■ **Task directions**:
Among the lines below, count those with "good". Give the total alone.

■ **Dataset records**:
PR #2160, opened 2018-08-27
differ Component from PureComponent to fix warnings

rghorbani:
### What changed

Created new WixComponentPure to distinguish between some components like DataTable, Table, DrillView and others. WixComponentPure extends React.PureComponent and WixComponent extends React.Component which allows using `shouldComponentUpdate`.

### Why it changed

To fix warnings regarding 'shouldComponentUpdate should not be used when extending React.PureComponent'. 

---

- [x] Change is tested
- [x] Change is documented
- [x] Build is green


Faradey27:
Hi, several small comments and questions :)

Usage of PureComponent require all props to be immutable(each update -> new ref) and all state var also, to be immutable. 
Are you sure that all components that was updated use such approach?
Also, are you sure that clients who is using this components, also doing same?

And in general, I do not like extend component from component in wsr and hope in future we will move out from such approach.

https://reactjs.org/docs/composition-vs-inheritance.html

@rghorbani

rghorbani:
@Faradey27 I got your point but I did't actually change the the architecture but in 3 component that use `shouldComponentUpdate `. This way we avoid React warnings and `shouldComponentUpdate` works (`shouldComponentUpdate`does not in `PureComponent`).

src/BaseComponents/WixComponentPure.js
```diff
@@ -0,0 +1,87 @@
...
+class WixComponentPure extends React.PureComponent {
+
+  constructor(params) {
+    super(params);
+    this._addDataHook = this._addDataHook.bind(this);
+    this._supportOnClickOutside = this._supportOnClickOutside.bind(this);
+    this._onMouseEventsHandler = this._onMouseEventsHandler.bind(this);
+  }
+
+  checkIfEventOnElements(e, elem) {
```
hepiyellow: This can be a static function, and we can take it from `WixComponent`.
- Please try to reuse stuff from WixComponent, and not duplicate them.

hepiyellow:
I also don't like that all WSR component are PureComponents, although some of them do not conform to the requirements of a pure component.

You can always add this to workaround the PureComponent optimization:
```
  shouldComponentUpdate() {
     return true
   }
```

Can you specify which React warning you get and under what circumstances ?

rghorbani:
@Faradey27 @hepiyellow 
Actually I didn't change much, It just seems like it.
I renamed `WixComponent` to `WixComponentPure` and changed all the references.
Then I created the new component named `WixComponent` that extends React.Component.

I use latest version of react (16.4.2). I think the optimization you mentioned was removed in react 16.
I get the following warning.

screen shot 2018-08-28 at 9 37 58 pm

hepiyellow:
Wix-style-react does not officially support react 16.

shlomitc:
I'll share my thoughts

Things `WixComponent` does:
- makes sure every component is a pure component
  - useful for all besides very few components that wants to be not-pure.
- adds `dataHook`
  - useful for all
- attaches `onClickOutside` hook
  - useful for dropdown components and Tooltip.
- exposes `setStyles` for typography and styles
  - no one uses it
- exposes `componentElements` to get the actual dom node.
  - only `Tooltip` uses it

Another benfit: It's also a single point to control all components if needed in the future

We had a suggestion to replace it with some HOC but I don't like HOCs for every component because you need to hoist a lot of static data and methods. It's also complicated for `autodocs` to parse these files.

Removing it means more work and place to mistakes in general.

So there are few options:
1. Create `WixComponentNotPure` with less code duplication and just change the relevant components.
2. Suggest good solutions how to add the `dataHook` and `onClickOutside` with minimal hussle.

Other ideas are also welcome

rghorbani:
@Faradey27 @hepiyellow 
I think @shlomitc option 1 is better for now. I can change the names accordingly so it removes the confusion.
What do you think?

shlomitc:
Since there are only three relevant components (`Table`, `DataTable` and `DrillView`), let's make them not inherit the `WixComponent`. It will make things more simple.

Each one of the mentioned components should handle the `dataHook` on its own (put it on the root).

Does this make sense?

rghorbani:
@shlomitc @hepiyellow @Faradey27 
Reverted previous changes.
Implemented `WixComponentNotPure`.
It a copy of `WixComponent` but uses React.Component.
I also deleted `componentElements` since it is not necessary.

shlomitc:
@rghorbani - so I prefer eventually not to have two similar components, but just make these three extend `React.Component` and handle the `dataHook` on their own.

something like:
```jsx
const {dataHook} = this.props
render(
  <div data-hook={dataHook}}>
     ...
  </div>
)
```

And adding it to the `proptypes`.

Thanks and sorry for the mess, but it was a good discussion :)

rghorbani:
@shlomitc What about this [structure](https://github.com/wix/react-native-ui-lib/blob/master/src/commons/baseComponent.js)?

src/SideMenu/DrillView/DrillView.js
```diff
@@ -244,17 +244,19 @@ class SideMenuDrill extends WixComponent {
...
-          <SlideAnimation direction={slideDirection} animateAppear={false} isVisible={showMenuA} {...menuAHandlers}>
-            {this.renderMenu(menuA)}
-          </SlideAnimation>
-          <SlideAnimation direction={slideDirection} animateAppear={false} isVisible={!showMenuA} {...menuBHandlers}>
-            {this.renderMenu(menuB)}
-          </SlideAnimation>
-        </div>
-        {this.props.stickyFooter}
-      </SideMenu>
+      <div data-hook={dataHook}>
```
shlomitc: It looks like there was a bug in first place. The root element (previously `SideMenu`) will always be set with a data-hook.
So you don't need an extra `div` here, just propagate the `dataHook` property to the `<SideMenu dataHook={this.props.dataHook}>`. It will override `drill-view`, but no one uses it.

src/Table/Table.js
```diff
@@ -103,22 +102,25 @@ export class Table extends WixComponent {
...
-            allIds={this.state.data.map((rowData, rowIndex) => defaultTo(rowData.id, rowIndex))}
-            onSelectionChanged={this.props.onSelectionChanged}
-            >
-            {this.renderChildren()}
-          </BulkSelection>
-        ) :
-        this.renderChildren()
-        }
-      </TableContext.Provider>
+      <div data-hook={dataHook}>
```
shlomitc: this is a bit more complex case, at the moment, instead of adding the `div`, just add the data-hook to the `div` in line 99.
no need to handle the case that `withWrapper` is false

■ **Exercise answer**:
2